After the last break up, i hide my pain away, thinking that i will never have to look at that again!
What did i know back then, all i wanted to do was a simple way to get over that certain somebody.
He left the biggest scar in my heart, and from that i was never be able to open up yet again...
Lately, i get to know my friend's story a little better and he reminds me of the scar in my heart, of the pain that i have tried so many times to forget, and most of all reminding me of that certain someone that I've tried to erase out of my life.
Was i wrong to fall in love? Was i wrong to give up and not fighting? Was i wrong to choose follow my gut feelings but not him?
I didn't think i was!
But here am i, sitting on the floor, listening my friend's story about his long distance relationship, plus another girl right close by, listen to his mess, give him advice on how to handle his mess, tell him to be less selfish and think more of all the girls he is involved with, of how he is hurting all of them, I also tell him to his face that he is so afraid of being lonely, so he always wants somebody to be near by. (Somehow, That boy reminds me so much of that certain somebody)....At the same time in the back of my mind I was like, "boys like you r the reason i am incapable of love anyone anymore"!!!
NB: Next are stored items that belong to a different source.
Issue #1526, opened 2025-07-02
Changes to Next Steps - mild to moderate anemia [4h]


adamhstewart:
## Issue

<img width="961" height="723" alt="Image" src="https://github.com/user-attachments/assets/97aba541-8f35-4673-9f0a-c68824988843" />

Changes:

ACTION TO TAKE:

Reinforce adherence to: **Fefol 200mg/0.4 mg**
1 tablet by mouth daily

Have you counseled the patient on adherence to FeFol
- yes/no 

Reinforce adherence to **MMS**
1 tablet by mouth daily

Have you counseled  the patient on adherence to FeFol
- yes/no 

Have you counseled the patient to return to the health center to repeat the hemoglobin test in four weeks.
- yes/no

_There are no conditional follow-ups for no on either of these questions._

## Tasks
- Add the new questions and revise the adherence quidleines

PR #1533, opened 2025-07-06
ANC: Mild to moderate anemia medicaitons update

anvmn:
#1526

**Note: Requires thorough testing.**
- Initial and recurrent phases.
- Standalone and in combination with other medications (treatments for another diagnoses).


anvmn:
Selection_1583

AronNovak (approved):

After talking with him, i realize that even the wound healed, the scar faded, but the things that certain somebody said, the act that he has done, the way things ended are already engraved in me and these pain might never go away! All I wanted was some simple ways to get over these.
That boy reminds me so much of that certain somebody, and the pain i thought is already deeply hidden is once get to reveal yet another time.